Health
Adults with COVID-19 disability and health risk
- According to researchers, people with disabilities who develop COVID-19 tend to stay longer and more often readmitted.
- However, they report that people with disabilities do not have a high rate of death in the hospital or hospitalization in the intensive care unit.
- Experts say medical staff should make detailed plans when releasing disabled people from hospitals.
- They add that caregivers need to instruct people with disabilities about safety protocols such as wearing masks and physical distance.
The idea of ​​developing COVID-19 can be frightening, especially for people at high risk of serious illness.
We often
However, study According to a report published on January 31, people with disabilities are at increased risk of developing a more serious illness if they develop COVID-19.
Researchers said people with disabilities were more likely to die, had longer hospital stays, and were more likely to be readmitted.
Researchers examined 1,279 hospitalization records of people over the age of 18 infected with COVID-19.
Of them, 285 had recorded disabilities. This is close to the 20 percent prevalence in North America.about
Disabilities of the people who participated in this study included physical, hearing, and visual disabilities, as well as traumatic brain injury, intellectual disability, and developmental disability.
The breakdown of disabilities in the study is as follows.
- 212 with disabilities
- 18 Hearing or visually impaired
- 24 with traumatic brain injury or developmental disability
- 31 with multiple disabilities
Researchers compared hospitalizations for people with and without disabilities and looked at a variety of possible outcomes, including:
- In-hospital death
- Admission to the Intensive Care Unit (ICU)
- Length of hospital stay
- Unplanned readmission within 30 days, excluding transfer from one facility to another
Results were tailored to many socio-economic factors such as zip code, age, gender, long-term care residence, dementia, and mental illness.
After adjustment, researchers found that people with disabilities had longer hospital stays and an increased risk of readmission within 30 days.
However, the researchers found no significant difference in in-hospital death or ICU admission.
Dr. Michael M. McKeeMPH, an associate professor of family medicine and co-director of the University of Michigan Health and Welfare Center for the Disabled, told Healthline that the findings of the study were consistent with what he saw in his study.
“The findings are similar to what we saw. [in other] “Healthcare-based results,” McKee said. “COVID is just another example of the higher health burden these individuals are struggling with. This is even more complicated in healthcare systems that are not well designed to meet their needs.”
Gail TraucoA patient advocate at a registered nurse, he told the healthline that the high readmission rate may be due to the need for a specialist to see a disabled person.
“The Canadian medical system is [emergency room] Immediate emergency treatment is needed, “explained Trauco.
“But there could be a delay in professional care, which affected the resulting data collected for this publication. Canadian patients have outpatient physiotherapy or respiratory rehabilitation services. You may have been referred to receive. Delayed initiation of this type of discharge follow-up care may be a factor requiring readmission secondary to clinical decline. “
Researchers recommend that medical staff consider disability-related needs when planning people with COVID-19.
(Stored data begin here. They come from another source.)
PR #658, opened 2023-11-03
prefetch: parameterized option to commit changes

lance:
When cachi2 updates the Dockerfile this makes the git tree dirty and may affect scripts or other build processes that use git commit tree information for things like version numbers and other metadata. When the git tree has been modified, the version is indicated as being "dirty".

This change allows projects who use this information to inject a `git commit` in the workflow with the cachi2 changes applied so that and git version information includes a non-dirty hash.

Note that this does not push that commit back to the origin repository. I'm not sure if that's problematic or not. It doesn't seem like it should be.

### DIFF
--- a/task/buildah/0.1/buildah.yaml
+++ b/task/buildah/0.1/buildah.yaml
@@ -80,6 +80,8 @@ spec:
       value: $(params.HERMETIC)
     - name: PREFETCH_INPUT
       value: $(params.PREFETCH_INPUT)
+    - name: PREFETCH_COMMIT
+      value: $(params.PREFETCH_COMMIT)
     - name: CONTEXT
       value: $(params.CONTEXT)
     - name: DOCKERFILE
--- a/task/buildah/0.1/buildah.yaml
+++ b/task/buildah/0.1/buildah.yaml
@@ -47,6 +47,10 @@ spec:
     name: PREFETCH_INPUT
     type: string
   - default: ""
+    description: In case it is not empty, the prefetch modifications to the containerfile will be applied to the source repository with a git commit
+    name: PREFETCH_COMMIT
+    type: string
+  - default: ""
     description: Delete image tag after specified time. Empty means to keep the image tag. Time values could be something like 1h, 2d, 3w for hours, days, and weeks, respectively.
     name: IMAGE_EXPIRES_AFTER
     type: string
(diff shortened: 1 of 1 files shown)


arewm (changes requested):
This has the potential to add confusion to the build process as the commit that is _built_ is not the commit that the build is triggered from. This is further confusing because the git reference won't be present in the source as we are only committing to the local repository and not the remote.

If what we are interested in is being able to have the Cachi2 environment file sources without a git commit, can it be the Component owners' responsibility to make a Dockerfile specific for this build that already has the sourcing of the environment file injected into it? This _can_ be hard coded into the git repository, but if you want to abstract it from the git repo, you can potentially have the path as a build argument to buildah?

Another alternative can be solved without adding parameters to the task. If the addition of the utilization of the environment file is contingent on the logic _not_ being present in the git repo already then it can be committed to the repo and the source-modifying behavior will simply be skipped.

lance:
> This has the potential to add confusion to the build process as the commit that is _built_ is not the commit that the build is triggered from. This is further confusing because the git reference won't be present in the source as we are only committing to the local repository and not the remote.

Good point - and a good reason not to take this route.

> Another alternative can be solved without adding parameters to the task. If the addition of the utilization of the environment file is contingent on the logic _not_ being present in the git repo already then it can be committed to the repo and the source-modifying behavior will simply be skipped.

OK I like this. How does the pipeline know that it should skip the source-modifying behavior?

arewm:
> OK I like this. How does the pipeline know that it should skip the source-modifying behavior?

You can run the `sed` only on lines that do not inject the line, i.e. https://stackoverflow.com/a/12178023.

chmeliik:
Instead of modifying the Dockerfile in place, can we generate a modified copy and build from the copy?

By the way, Dockerfile modifications are far from the only modifications that RHTAP may do, but if it helps in your case this would still be worth it IMO

chmeliik:
> Instead of modifying the Dockerfile in place, can we generate a modified copy and build from the copy?
> 
> By the way, Dockerfile modifications are far from the only modifications that RHTAP may do, but if it helps in your case this would still be worth it IMO

(this would require some care, since the buildah task modifies the Dockerfile in more than one place) https://github.com/redhat-appstudio/build-definitions/blob/d0d9953564c2b87e49646d11a35984c8d66402c0/task/buildah/0.1/buildah.yaml#L126

chmeliik:
Looks abandoned, can we close this?

lance:
> Looks abandoned, can we close this?

Yes, I believe so. Closing...

PR #659, opened 2023-11-03
STONEBLD-1758 don't pull the images

stuartwdouglas:
When creating manifest lists don't pull the images. The issue was that the docker image:tag@sha256:digest format requires buildah to pull the image. If we remove the tag section and just use the digest then the manifest list builds without needing to pull.

### DIFF
--- a/task/build-image-manifest/0.1/build-image-manifest.yaml
+++ b/task/build-image-manifest/0.1/build-image-manifest.yaml
@@ -60,21 +60,25 @@ spec:
       value: $(params.COMMIT_SHA)
     args: ["$(params.IMAGES[*])"]
     script: |
-
-
+      #!/bin/bash
       # Fixing group permission on /var/lib/containers
+      set -eu
+      set -o pipefail
       chown root:root /var/lib/containers
 
       sed -i 's/^\s*short-name-mode\s*=\s*.*/short-name-mode = "disabled"/' /etc/containers/registries.conf
 
-      # Setting new namespace to run buildah - 2^32-2
-      echo 'root:1:4294967294' | tee -a /etc/subuid >> /etc/subgid
-
       buildah manifest create "$IMAGE"
       for i in $@
       do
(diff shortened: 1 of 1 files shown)


task/build-image-manifest/0.1/build-image-manifest.yaml
```diff
@@ -46,7 +46,7 @@ spec:
     - name: TLSVERIFY
       value: $(params.TLSVERIFY)
   steps:
-  - image: quay.io/redhat-appstudio/buildah:v1.31.0@sha256:34f12c7b72ec2c28f1ded0c494b428df4791c909f1f174dd21b8ed6a57cf5ddb
+  - image: quay.io/redhat-appstudio/multi-platform-runner:01c7670e81d5120347cf0ad13372742489985e5f
```
chmeliik, line 49: What is the reason for this change?

task/build-image-manifest/0.1/kustomization.yaml
```diff
@@ -1,5 +0,0 @@
-apiVersion: kustomize.config.k8s.io/v1beta1
-kind: Kustomization
-
-resources:
-- build-image-manifest.yaml
```
chmeliik, line 5: These deleted files seem unrelated to this PR

chmeliik (commented):
Nice! :+1:

tkdchen (commented):
:+1:

task/build-image-manifest/0.1/build-image-manifest.yaml
stuartwdouglas: oops, this was originally because I was going to use podman instead, which is part of that image, but it turned out that the issue was not with buildah, but rather with the use of tag + digest. I will revert.

task/build-image-manifest/0.1/kustomization.yaml
stuartwdouglas: We don't need these files. There has been a PR open to deleted them for weeks.

arewm (approved):

PR #663, opened 2023-11-04
tasks/rpm-ostree: Support older rpm-ostree

cgwalters:
The `--initialize-mode` argument is only in newer releases; this ensures we work with current c9s.


cgwalters:
cc @stuartwdouglas

stuartwdouglas (approved):

PR #667, opened 2023-11-06
Trigger an update of the source-build Task

lcarva:
This commit adds a no-op change to the source-build Task in order to debug an issue with how acceptable bundles are being tracked by EC.

Ref: EC-230


lcarva:
@rcerven , @chmouel , @mmorhun , @tkdchen could you PTAL? 

Unfortunately, merging this change is the only approach I can think of to diagnose the issue reported in the link ticket.

arewm (approved):

lcarva:
@chmouel , I definitely meant to ping @chmeliik :sweat_smile:

PR #805, opened 2024-02-13
buildah-rhtap: validate sbom generated from buildah-rhtap

srivickynesh:
buildah-rhtap: validate sbom generated from buildah-rhtap


mmorhun (commented):
Please add a description with the purpose of this task and when / for what it's supposed to be used.

task/sbom-verify-rhtap/0.1/validate-sbom-rhtap.yaml
```diff
@@ -0,0 +1,68 @@
...
+      - $(params.IMAGE)
+      - --output-file
+      - /tmp/files/sbom-cyclonedx.json
+    volumeMounts:
+    - mountPath: /tmp/files
+      name: tmpfiles
+    workingDir: /tmp/files
+
+  - name: validate-sboms
+    image: quay.io/redhat-appstudio/test-image@sha256:a93cf4d0ce4ec82859a0836629dbc3fd3bf3589eb0cb7e64e8721740ec8d3773
```
chmeliik, line 35: How is this image built? Images used by the RHTAP tasks will need to be properly "productized" (still not fully clear what that means, but I think they will at least have to be built in Konflux)

task/sbom-verify-rhtap/0.1/validate-sbom-rhtap.yaml
```diff
@@ -0,0 +1,68 @@
...
+
+      result=$(echo -n $(sbom-utility validate --input-file /tmp/files/sbom-cyclonedx.json))
+      if [[ ! $result =~ "SBOM valid against JSON schema: `true`" ]]
+      then
+        echo "Failure: SBOM Validation Failed" > $(results.validation-result.path)
+        echo "$result"
+        exit 1
+      else
+        echo "$result"
+        echo "Success: SBOM Validation Succeeded > $(results.validation-result.path)
```
tisutisu, line 51: missing closing `"` here

task/sbom-verify-rhtap/0.1/validate-sbom-rhtap.yaml
chmeliik: TBH I don't think that validating the SBOM schema is worth building an `sbom-utility` image ourselves

tisutisu, line 35: how this image is built.. where is the dockerfile?

srivickynesh: is it okay to reuse the image build in konflux, here?

chmeliik: Do you mean reuse this image? https://github.com/redhat-appstudio/build-definitions/blob/261d1c8ace528d3ebae7ebf03871d5fb5c812f9d/task/sbom-json-check/0.1/sbom-json-check.yaml#L20-L21

I don't think so, it's not built in Konflux and the Dockerfile looks like it wouldn't pass policies https://github.com/redhat-appstudio/hacbs-test

srivickynesh: okay, then we don't have any other options here other than building our images. But if that is not worth it then I can probably drop this PR? WDYT?

chmeliik: It depends what exactly is the motivation for including this task, what we want to achieve with it etc. IMO there's not that much value in verifying that Syft produced a valid CycloneDX document. That would be a serious bug in Syft.

Maybe we can have a weaker check (e.g. just check that the SBOM exists and is valid JSON)

Or we can have this check in CI tests, not in the pipeline itself

srivickynesh: Agree. I will include this in e2e tests when the CI is ready.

Discharge instructions may include:
- Community support
- Community resources
- Special accommodation based on personal restrictions
Trauco also suggests that discharge instructions advise people to:
- Limit exposure to people and places outside the hospital
- If possible, use telemedicine and mobile nursing for spaced medical follow-up by medical staff
In addition, McKee advises, “We need to ensure that these patients are provided with accessible and effective care, health information, vaccines and treatment centers.”
“Everything that is missing creates another barrier that increases the risk of readmission. Discharge instructions need to be clearly stated. This includes certain communication principles (eg plain language, visuals). ), Assistance equipment (amplifier), or an interpreter may be required. Also, it is highly recommended to incorporate a teachback so that they can understand. For some people, support personnel Must also be notified. “
“People with disabilities should pay close attention to the initial symptoms of COVID and COVID mutants and seek immediate medical care to ensure early diagnosis and intervention,” Trauco added. “Delayed diagnosis and treatment increases the risk of serious illness.”
According to the Centers for Disease Control and Prevention (CDC), not everyone with a disability is at high risk of developing a serious case of COVID-19.
Who is in
- People with disabilities
- People who have close contact with other people on a daily basis, such as direct support providers and family members
- People who have difficulty understanding information and taking preventive measures such as hand washing and physical distance
- People who have difficulty communicating the symptoms of their illness
According to the CDC, caregivers should wear masks, physically distance, wash their hands, use hand sanitizers frequently, and emphasize the importance of avoiding crowded and poorly ventilated areas. ..
If your primary caregiver becomes ill, you should plan to create a contact list of family, friends, and neighbors who are willing to intervene at least temporarily.